A report by the Kaiser Family Foundation reveals that Medicare HMOs perform better than traditional Medicare in providing preventive services and using resources more conservatively, at least through 2009. Two studies found that Medicare PPOs performed better than traditional Medicare on some metrics (particularly mammography rates). HMOs performed better than PPOs. These studies were conducted before changes made by the Affordable Care Act (ACA) to improve coverage of preventive services under traditional Medicare.
There is some evidence that relatively low cost-sharing (through Medicare HMOs or through Medicare with supplemental coverage), may result in earlier diagnoses of some cancers compared to traditional Medicare alone. Treatment patterns for some cancers may differ between Medicare HMOs and traditional Medicare, but studies do not show that it affects patient outcomes.
Medicare beneficiaries in HMOs are less likely to be hospitalized for a potentially avoidable admission than beneficiaries in traditional Medicare, according to six studies of beneficiaries represented by the Alliance of Community Health Plans (ACHP). Four of these studies rely on data before 2006, and reflect HMO experiences in mature markets. Performance varies substantially among Medicare Advantage plans, even among those of the same plan type. More established HMOs with integrated delivery systems tend to perform better.

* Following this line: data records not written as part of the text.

PR #884, opened 2025-02-12
Fix `get-tags-to-push.sh` on OSX/ZSH

JackPGreen:
On OSX/ZSH:
```
% . .github/scripts/get-tags-to-push.sh
.github/scripts/get-tags-to-push.sh:24: parse error near `|'
```

[Escaping resolves this](https://stackoverflow.com/a/69099779).

(Covered by unit tests)

### DIFF
--- a/.github/scripts/get-tags-to-push.sh
+++ b/.github/scripts/get-tags-to-push.sh
@@ -22,7 +22,7 @@ function get_version_only_tags_to_push() {
     exit 1;
   fi
 
-  if [[ "$VERSION_TO_RELEASE" =~ .*(BETA|DEVEL).* ]]; then
+  if [[ "$VERSION_TO_RELEASE" =~ BETA|DEVEL ]]; then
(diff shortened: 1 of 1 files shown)


.github/scripts/get-tags-to-push.sh
```diff
@@ -22,7 +22,7 @@ function get_version_only_tags_to_push() {
     exit 1;
   fi
 
-  if [[ "$VERSION_TO_RELEASE" =~ .*BETA.*|.*DEVEL.* ]]; then
+  if [[ "$VERSION_TO_RELEASE" =~ .*(BETA|DEVEL).* ]]; then
```
nishaatr, line 25:
```suggestion
  if [[ "$VERSION_TO_RELEASE" =~ BETA|DEVEL ]]; then
```

nishaatr (changes requested):

nishaatr (approved):

PR #886, opened 2025-02-12
Fix `tag_image_push` for `push` triggers

JackPGreen:
The issue described in https://github.com/hazelcast/hazelcast-docker/pull/846 _also_ affects `tag_image_push`.

Specifically, when run on `push`, `RELEASE_VERSION` is empty - because it gets it value set to `${{ env.HZ_VERSION }}` which is _pre-parsed_ as an empty value and not updated when we update `HZ_VERSION` earlier.

This caused [release failures in `5.5.3`](https://github.com/hazelcast/hazelcast-docker/actions/runs/13286584060).

Post merge actions:
- [ ] backport


JackPGreen:
@ldziedziul are you able to review, please? This **will** cause issues for `5.5.4`.

PR #915, opened 2025-03-11
Fix `README` section links on DockerHub

JackPGreen:
On the [DockerHub page](https://hub.docker.com/r/hazelcast/hazelcast), links such as `Check Hazelcast Enterprise Versions for the version` do not work - because there are no corresponding anchors. Added manually.


nishaatr:
> Note that this could also have been addressed by reconfiguring the dockerhub-description action, [with caveats](https://github.com/peter-evans/dockerhub-description?tab=readme-ov-file#url-completion-known-issues).

Sorry which point is the caveat?

JackPGreen:
> > Note that this could also have been addressed by reconfiguring the dockerhub-description action, [with caveats](https://github.com/peter-evans/dockerhub-description?tab=readme-ov-file#url-completion-known-issues).
> 
> Sorry which point is the caveat?

You can use the `URL Completion` option instead, but it has "known issues".

nishaatr:
> > > Note that this could also have been addressed by reconfiguring the dockerhub-description action, [with caveats](https://github.com/peter-evans/dockerhub-description?tab=readme-ov-file#url-completion-known-issues).
> > 
> > 
> > Sorry which point is the caveat?
> 
> You can use the `URL Completion` option instead, but it has "known issues".

I presume you mean point 1 in [with caveats](https://github.com/peter-evans/dockerhub-description?tab=readme-ov-file#url-completion-known-issues)
And this seems to have the desired effect as link is converted to https://hub.docker.com/r/hazelcast/hazelcast#hazelcast-versions
Looks like the issue is that we are missing HTML anchor for section `Latest Versions` which we can add [here](https://github.com/hazelcast/hazelcast-docker/blob/master/.github/scripts/generate-docker-hub-description.sh#L39)?

JackPGreen:
> I presume you mean point 1 in [with caveats](https://github.com/peter-evans/dockerhub-description?tab=readme-ov-file#url-completion-known-issues) And this seems to have the desired effect as link is converted to https://hub.docker.com/r/hazelcast/hazelcast#hazelcast-versions

The link should go to the GitHub repo, not Dockerhub - as dockerhub doesn't have those references. Hence the link doesn't work.

> Looks like the issue is that we are missing HTML anchor for section `Latest Versions` which we can add [here](https://github.com/hazelcast/hazelcast-docker/blob/master/.github/scripts/generate-docker-hub-description.sh#L39)?

Not sure I understand?

nishaatr:
> > I presume you mean point 1 in [with caveats](https://github.com/peter-evans/dockerhub-description?tab=readme-ov-file#url-completion-known-issues) And this seems to have the desired effect as link is converted to https://hub.docker.com/r/hazelcast/hazelcast#hazelcast-versions
> 
> The link should go to the GitHub repo, not Dockerhub - as dockerhub doesn't have those references. Hence the link doesn't work.
> 
> > Looks like the issue is that we are missing HTML anchor for section `Latest Versions` which we can add [here](https://github.com/hazelcast/hazelcast-docker/blob/master/.github/scripts/generate-docker-hub-description.sh#L39)?
> 
> Not sure I understand?

Best we step back a bit:

1. the Docker link [Hazelcast Versions](https://hub.docker.com/r/hazelcast/hazelcast#hazelcast-versions) points to 'Latest Versions' in the same page (which doesn't work). End of the section says `You can find the full list of Hazelcast versions at the [Official Hazelcast Docker Hub⁠](https://store.docker.com/community/images/hazelcast/hazelcast/tags....)`
2. In GH, it says `You can find the full list of Hazelcast versions at the [Official Hazelcast Docker Hub](https://store.docker.com/community/images/hazelcast/hazelcast/tags).`

So at the end both are pointing https://store.docker.com/community/images/hazelcast/hazelcast/tags but 'Latest Versions' has some versions listed locally. If we point users to GH then they have to click again to DH. So may be should rationalize this

Option 1: make GH and DH both point to https://store.docker.com/community/images/hazelcast/hazelcast/tags and remove the list in `Latest Versions`. In fact, we don't even need section `Hazelcast Versions` and simply point to `tags` in `Check [Hazelcast Versions](https://hub.docker.com/r/hazelcast/hazelcast#hazelcast-versions)`

Option 2: just add HTML anchor in https://github.com/hazelcast/hazelcast-docker/blob/master/.github/scripts/generate-docker-hub-description.sh#L39

```
   sed -i -e "/$matching_line/ {
        a\

        a\
       <a name="hazelcast-versions"></a>
        #### Latest Versions

OR 
        #### <a name="hazelcast-versions"></a>Latest Versions
        a\
        r $tags_file
    }" "$filename"

```
I think Option 2 will work. I added the anchor in browser (Dev tools) and then the link works as is

Hope this makes sense!

nishaatr:
> Does this work via the docker action? I'd be surprised if you could add (arbitrary) HTML for security reasons.

I think so. The script first takes everything from [README.md](https://github.com/hazelcast/hazelcast-docker/blob/master/.github/scripts/generate-docker-hub-description.sh#L48) and then fill the versions
Adding HTML to markdown is allowed

> Then it wouldn't work in GitHub?

Looks like its supported https://docs.github.com/en/get-started/writing-on-github/getting-started-with-writing-and-formatting-on-github/basic-writing-and-formatting-syntax#custom-anchors

I think worth trying!

JackPGreen:
> > Does this work via the docker action? I'd be surprised if you could add (arbitrary) HTML for security reasons.
> 
> I think so. The script first takes everything from [README.md](https://github.com/hazelcast/hazelcast-docker/blob/master/.github/scripts/generate-docker-hub-description.sh#L48) and then fill the versions Adding HTML to markdown is allowed

I was thinking more on the Dockerhub side

> > Then it wouldn't work in GitHub?
> 
> Looks like its supported https://docs.github.com/en/get-started/writing-on-github/getting-started-with-writing-and-formatting-on-github/basic-writing-and-formatting-syntax#custom-anchors
> 
> I think worth trying!

My problem is that I can't test ^ that ^ without pushing to Dockerhub. But I can know my way works...

nishaatr:
> > > Does this work via the docker action? I'd be surprised if you could add (arbitrary) HTML for security reasons.
> > 
> > 
> > I think so. The script first takes everything from [README.md](https://github.com/hazelcast/hazelcast-docker/blob/master/.github/scripts/generate-docker-hub-description.sh#L48) and then fill the versions Adding HTML to markdown is allowed
> 
> I was thinking more on the Dockerhub side
> 
> > > Then it wouldn't work in GitHub?
> > 
> > 
> > Looks like its supported https://docs.github.com/en/get-started/writing-on-github/getting-started-with-writing-and-formatting-on-github/basic-writing-and-formatting-syntax#custom-anchors
> > I think worth trying!
> 
> My problem is that I can't test ^ that ^ without pushing to Dockerhub. But I can know my way works...

Good point and was thinking about this. 
I see you can edit the markdown directly in DH
1. go to https://hub.docker.com/r/hazelcast/hazelcast and click `Manage Repository`
2. image
3. Go to the end of page and click `Edit`
4. image

I have added `<a name="hazelcast-versions"></a>` and it works. Check!

Use `devopshazelcast` user

JackPGreen:
> I have added `<a name="hazelcast-versions"></a>` and it works. Check!

Ok - do you want to raise a new PR for those change(s)? Or update this one instead, please?

nishaatr:
We should backport?

I think if we backport to 5.3.8 and retag it will trigger and we test that way.

nishaatr:
> > I have added `<a name="hazelcast-versions"></a>` and it works. Check!
> 
> Ok - do you want to raise a new PR for those change(s)? Or update this one instead, please?

No worries. Best here. I will get it done soon.

nishaatr:
> > We should backport?
> 
> I wasn't planning on - no-one's raised it externally, and _eventually_ it'll trickle out.

Ok. I think we should (at least 5.5.z/5) as looks a bit unprof. 
Let me do the fix first and then take it from there.

JackPGreen:
> @JackPGreen I have updated README and works. Check?

Looks good to me. Wondering if it's worth closing this PR and making a new one with an updated description now you've taken it over?

> I think the way we build DH description is not right. The DH README is not versioned so whatever the last Docker version we build is what the README will become. Perhaps this needs discussing but for now let me know what you think?

Agreed - I'd noticed the same but didn't think it was causing a problem as we rarely update the `README`. But the `IMDG` reference is a problem.

I _think_ we should rebuild the `README` when it's updated, or when a new tag is pushed - but based on `master` - https://github.com/hazelcast/hazelcast-docker/pull/918

nishaatr:
> Looks good to me. Wondering if it's worth closing this PR and making a new one with an updated description now you've taken it over?

Actually the README is from master on your branch so we can simply merge. I reverted your changes as I copied from master
[This ](https://github.com/hazelcast/hazelcast-docker/pull/915/files#diff-b335630551682c19a781afebcf4d07bf978fb1f8ac04c6bf87428ed5106870f5R319) is appearing as a change for some reason but its just a revert.
I will approve this so lets just merge it

> I think we should rebuild the README when it's updated, or when a new tag is pushed - but based on master - https://github.com/hazelcast/hazelcast-docker/pull/918

Perfect. I was going to suggest this. I will review it shortly

nishaatr (approved):

JackPGreen:
> [This ](https://github.com/hazelcast/hazelcast-docker/pull/915/files#diff-b335630551682c19a781afebcf4d07bf978fb1f8ac04c6bf87428ed5106870f5R319) is appearing as a change for some reason but its just a revert. I will approve this so lets just merge it

It's a change in line endings. Fixed in https://github.com/hazelcast/hazelcast-docker/pull/915/commits/67076ceee91b7feacfd006984f729a3c792a0043

ldziedziul (approved):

On the other hand, beneficiaries rate traditional Medicare higher in quality and access, such as care and plan rating, though one study suggests that the difference may be narrowing for the average beneficiary. Traditional Medicare is much more popular among beneficiaries who are sick. It is not yet possible to assess performance after the implementation of the ACA’s Medicare Advantage payment changes. Except for hospice care, none of the 40 studies comparing Medicare Advantage to traditional Medicare rely on data from 2010 or later.